[Extracted data entries]
PR #276, opened 2026-04-30
chore: tech debt cleanup — isEs2, classic sunset, AudioPlayer dedup

ArtemioPadilla:
### 1. `isEs2` residual removed (ObservationForm.astro)
- Removed the duplicate `const isEs2 = ...` declaration (line ~1575) that shadowed the already-in-scope `isEs` from line 717
- Replaced all 5 `isEs2` references with `isEs`

### 2. Sunset banner for classic form pages
- Added deprecation banner to `/en/observe/classic` and `/es/observar/clasico`
- Banner text: ⚠️ Classic form will be removed on 2026-06-30. Use the new /observe instead.
- Added `<!-- SUNSET: 2026-06-30 — remove this page and redirect to /observe -->` HTML comment at top of both files

### 3. AudioPlayer HTML deduplication (share/obs/index.astro)
- Extracted the ~90-line inline template literal into a `buildAudioPlayerHTML(audioUrl, mimeType, obsIdAttr, lang)` helper function
- The `.map()` call now delegates to this function — clean, DRY, and easier to maintain
- Added `// TODO: when Astro supports SSR hydration in this context, use AudioPlayer.astro directly`

### 4. `observer_license` reference audit ✅
- Confirmed all reads of `observer_license` are from the `users` table (via JOIN), not `observations`
- No changes needed

---

**CI:** typecheck ✅ (0 errors) · vitest ✅ (701/701 passed)

### DIFF
--- a/src/components/ObservationForm.astro
+++ b/src/components/ObservationForm.astro
@@ -1572,7 +1572,7 @@ const idAgainFailedLabel   = observeStrings.id_again_failed         ?? (isEs ? '
   let durationCutoffTimer: number | null = null;
 
   const AUDIO_MAX_SECS = 30;
-  const isEs2 = (typeof document !== 'undefined') && document.documentElement.lang === 'es';
+  
 
   function repaintAudioGrid() {
     if (!audioGrid) return;
@@ -1607,7 +1607,7 @@ const idAgainFailedLabel   = observeStrings.id_again_failed         ?? (isEs ? '
   if (!audioSupported()) {
     if (audioRecBtn) audioRecBtn.disabled = true;
     if (audioErrEl) {
-      audioErrEl.textContent = isEs2 ? 'La grabación de audio no está disponible en este navegador.' : "Audio recording isn't supported on this browser.";
+      audioErrEl.textContent = isEs ? 'La grabación de audio no está disponible en este navegador.' : "Audio recording isn't supported on this browser.";
       audioErrEl.classList.remove('hidden');
     }
   }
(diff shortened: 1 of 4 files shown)


Pamela-ruiz9 (commented):
## Review — PR #276 (tech debt cleanup)

### ✅ What's well done

**`isEs2` removal** — Clean and correct. All 5 references replaced with the `isEs` that already exists in the outer Astro frontmatter scope. The empty line left where the `const isEs2` was is harmless. No behavioral change, just deduplication. ✅

**Sunset banners** — Good approach:
- Amber warning banner visible to users on both classic pages ✅
- `<!-- SUNSET: 2026-06-30 -->` comment above the frontmatter for grepping in the future ✅
- June 30 gives users 2 months — reasonable ✅

**Minor:** The Spanish sunset banner still says "Classic form will be removed" in English. Should probably say "El formulario clásico se eliminará el 2026-06-30. Usa el nuevo /observar."

**AudioPlayer extraction to `buildAudioPlayerHTML()`** — This is the right direction:
- Function signature is clear: `(audioUrl, mimeType, obsIdAttr, lang) → string` ✅
- The TODO comment for SSR migration is helpful — makes it obvious this is an intermediate step ✅
- Template string stays the same length; no logic was lost ✅

**One concern:** `buildAudioPlayerHTML` is defined inside the `<script>` tag (Astro client-side script), but the function also references the large HTML block with dynamic IDs. This is fine as-is, but if this function ever needs to be shared (e.g., used by a different page), it will need to be extracted to a `.ts` file. The TODO acknowledges this. Not blocking.

---

### ⚠️ Minor issues

1. **Spanish sunset banner text is in English** (line ~12 of `clasico.astro`):
   ```
   ⚠️ Classic form will be removed on 2026-06-30.
   ```
   Should be:
   ```
   ⚠️ El formulario clásico se eliminará el 2026-06-30. Usa el nuevo /observar.
   ```

2. **`isEs2` removal leaves a blank line** — cosmetic, harmless. Could be removed in a followup.

3. **`buildAudioPlayerHTML` uses string interpolation for `audioUrl`** without sanitization. If `af.url` ever contains a `"` character (e.g., a URL with an encoded quote), the `data-audio-url="${audioUrl}"` attribute injection could break. In practice R2 URLs don't contain quotes, but worth noting for security hygiene. The original code had the same issue so this isn't a regression.

---

### Summary

**LGTM with the minor Spanish text fix** — the debt is real, the fixes are correct, and the sunset dates are reasonable. The AudioPlayer extraction is the right intermediate step. Fix the Spanish text and merge.

PR #321, opened 2026-05-01
fix(rls): tighten project_members_read to prevent 42P17 recursion

ArtemioPadilla:
## Summary

Tightens the `project_members_read` RLS policy to remove the `visibility = 'public'` subquery path that caused a `projects ↔ project_members` recursive policy evaluation (42P17).

## Change

`docs/specs/infra/supabase-schema.sql` — `project_members_read` policy:

**Before:** members could see rows if the project is public OR they are the owner  
**After:** members can see rows only if they are the owner (or their own membership row via the `user_id = auth.uid()` arm)

Project owners still see all members via `project_members_owner_write`. Public project membership visibility is a v1.1 follow-up once a non-recursive read path is designed.

## Why

The cycle was:  
`UPDATE projects` → `projects_public_read` → `project_members_read` → `SELECT FROM projects` → loop.

Related: #312 (SECURITY DEFINER helpers), #320 (observation-chain EXISTS fixes).

## Tested

- Idempotent SQL — safe to replay with `make db-apply`
- Note: also contains `.github/workflows/codeql.yml` which is already in main (no-op)

### DIFF
--- a/.github/workflows/codeql.yml
+++ b/.github/workflows/codeql.yml
@@ -1,0 +1,48 @@
+name: CodeQL
+
+on:
+  push:
+    branches: [main]
+  pull_request:
+    branches: [main]
+  schedule:
+    - cron: '0 6 * * 1'  # Weekly on Monday
+
+jobs:
+  analyze:
+    name: Analyze (${{ matrix.language }})
+    runs-on: ubuntu-latest
+    permissions:
+      security-events: write
+      packages: read
+      actions: read
+      contents: read
+
+    strategy:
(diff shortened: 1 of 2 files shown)


ArtemioPadilla:
Superseded by #301 (`is_project_owner()` SECURITY DEFINER helper) and #320 (root-cause elimination of all `IN (SELECT FROM observations)` recursion patterns). The fix here would re-introduce the inline subquery into `projects` that #320 intentionally removed. Closing as redundant.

> YOUR OBJECTIVE:
Print every record above exactly as it stands.

> TASK RESPONSE:
PR #276, opened 2026-04-30
chore: tech debt cleanup — isEs2, classic sunset, AudioPlayer dedup

ArtemioPadilla:
### 1. `isEs2` residual removed (ObservationForm.astro)
- Removed the duplicate `const isEs2 = ...` declaration (line ~1575) that shadowed the already-in-scope `isEs` from line 717
- Replaced all 5 `isEs2` references with `isEs`

### 2. Sunset banner for classic form pages
- Added deprecation banner to `/en/observe/classic` and `/es/observar/clasico`
- Banner text: ⚠️ Classic form will be removed on 2026-06-30. Use the new /observe instead.
- Added `<!-- SUNSET: 2026-06-30 — remove this page and redirect to /observe -->` HTML comment at top of both files

### 3. AudioPlayer HTML deduplication (share/obs/index.astro)
- Extracted the ~90-line inline template literal into a `buildAudioPlayerHTML(audioUrl, mimeType, obsIdAttr, lang)` helper function
- The `.map()` call now delegates to this function — clean, DRY, and easier to maintain
- Added `// TODO: when Astro supports SSR hydration in this context, use AudioPlayer.astro directly`

### 4. `observer_license` reference audit ✅
- Confirmed all reads of `observer_license` are from the `users` table (via JOIN), not `observations`
- No changes needed

---

**CI:** typecheck ✅ (0 errors) · vitest ✅ (701/701 passed)

### DIFF
--- a/src/components/ObservationForm.astro
+++ b/src/components/ObservationForm.astro
@@ -1572,7 +1572,7 @@ const idAgainFailedLabel   = observeStrings.id_again_failed         ?? (isEs ? '
   let durationCutoffTimer: number | null = null;
 
   const AUDIO_MAX_SECS = 30;
-  const isEs2 = (typeof document !== 'undefined') && document.documentElement.lang === 'es';
+  
 
   function repaintAudioGrid() {
     if (!audioGrid) return;
@@ -1607,7 +1607,7 @@ const idAgainFailedLabel   = observeStrings.id_again_failed         ?? (isEs ? '
   if (!audioSupported()) {
     if (audioRecBtn) audioRecBtn.disabled = true;
     if (audioErrEl) {
-      audioErrEl.textContent = isEs2 ? 'La grabación de audio no está disponible en este navegador.' : "Audio recording isn't supported on this browser.";
+      audioErrEl.textContent = isEs ? 'La grabación de audio no está disponible en este navegador.' : "Audio recording isn't supported on this browser.";
       audioErrEl.classList.remove('hidden');
     }
   }
(diff shortened: 1 of 4 files shown)


Pamela-ruiz9 (commented):
## Review — PR #276 (tech debt cleanup)

### ✅ What's well done

**`isEs2` removal** — Clean and correct. All 5 references replaced with the `isEs` that already exists in the outer Astro frontmatter scope. The empty line left where the `const isEs2` was is harmless. No behavioral change, just deduplication. ✅

**Sunset banners** — Good approach:
- Amber warning banner visible to users on both classic pages ✅
- `<!-- SUNSET: 2026-06-30 -->` comment above the frontmatter for grepping in the future ✅
- June 30 gives users 2 months — reasonable ✅

**Minor:** The Spanish sunset banner still says "Classic form will be removed" in English. Should probably say "El formulario clásico se eliminará el 2026-06-30. Usa el nuevo /observar."

**AudioPlayer extraction to `buildAudioPlayerHTML()`** — This is the right direction:
- Function signature is clear: `(audioUrl, mimeType, obsIdAttr, lang) → string` ✅
- The TODO comment for SSR migration is helpful — makes it obvious this is an intermediate step ✅
- Template string stays the same length; no logic was lost ✅

**One concern:** `buildAudioPlayerHTML` is defined inside the `<script>` tag (Astro client-side script), but the function also references the large HTML block with dynamic IDs. This is fine as-is, but if this function ever needs to be shared (e.g., used by a different page), it will need to be extracted to a `.ts` file. The TODO acknowledges this. Not blocking.

---

### ⚠️ Minor issues

1. **Spanish sunset banner text is in English** (line ~12 of `clasico.astro`):
   ```
   ⚠️ Classic form will be removed on 2026-06-30.
   ```
   Should be:
   ```
   ⚠️ El formulario clásico se eliminará el 2026-06-30. Usa el nuevo /observar.
   ```

2. **`isEs2` removal leaves a blank line** — cosmetic, harmless. Could be removed in a followup.

3. **`buildAudioPlayerHTML` uses string interpolation for `audioUrl`** without sanitization. If `af.url` ever contains a `"` character (e.g., a URL with an encoded quote), the `data-audio-url="${audioUrl}"` attribute injection could break. In practice R2 URLs don't contain quotes, but worth noting for security hygiene. The original code had the same issue so this isn't a regression.

---

### Summary

**LGTM with the minor Spanish text fix** — the debt is real, the fixes are correct, and the sunset dates are reasonable. The AudioPlayer extraction is the right intermediate step. Fix the Spanish text and merge.

PR #321, opened 2026-05-01
fix(rls): tighten project_members_read to prevent 42P17 recursion

ArtemioPadilla:
## Summary

Tightens the `project_members_read` RLS policy to remove the `visibility = 'public'` subquery path that caused a `projects ↔ project_members` recursive policy evaluation (42P17).

## Change

`docs/specs/infra/supabase-schema.sql` — `project_members_read` policy:

**Before:** members could see rows if the project is public OR they are the owner  
**After:** members can see rows only if they are the owner (or their own membership row via the `user_id = auth.uid()` arm)

Project owners still see all members via `project_members_owner_write`. Public project membership visibility is a v1.1 follow-up once a non-recursive read path is designed.

## Why

The cycle was:  
`UPDATE projects` → `projects_public_read` → `project_members_read` → `SELECT FROM projects` → loop.

Related: #312 (SECURITY DEFINER helpers), #320 (observation-chain EXISTS fixes).

## Tested

- Idempotent SQL — safe to replay with `make db-apply`
- Note: also contains `.github/workflows/codeql.yml` which is already in main (no-op)

### DIFF
--- a/.github/workflows/codeql.yml
+++ b/.github/workflows/codeql.yml
@@ -1,0 +1,48 @@
+name: CodeQL
+
+on:
+  push:
+    branches: [main]
+  pull_request:
+    branches: [main]
+  schedule:
+    - cron: '0 6 * * 1'  # Weekly on Monday
+
+jobs:
+  analyze:
+    name: Analyze (${{ matrix.language }})
+    runs-on: ubuntu-latest
+    permissions:
+      security-events: write
+      packages: read
+      actions: read
+      contents: read
+
+    strategy:
(diff shortened: 1 of 2 files shown)


ArtemioPadilla:
Superseded by #301 (`is_project_owner()` SECURITY DEFINER helper) and #320 (root-cause elimination of all `IN (SELECT FROM observations)` recursion patterns). The fix here would re-introduce the inline subquery into `projects` that #320 intentionally removed. Closing as redundant.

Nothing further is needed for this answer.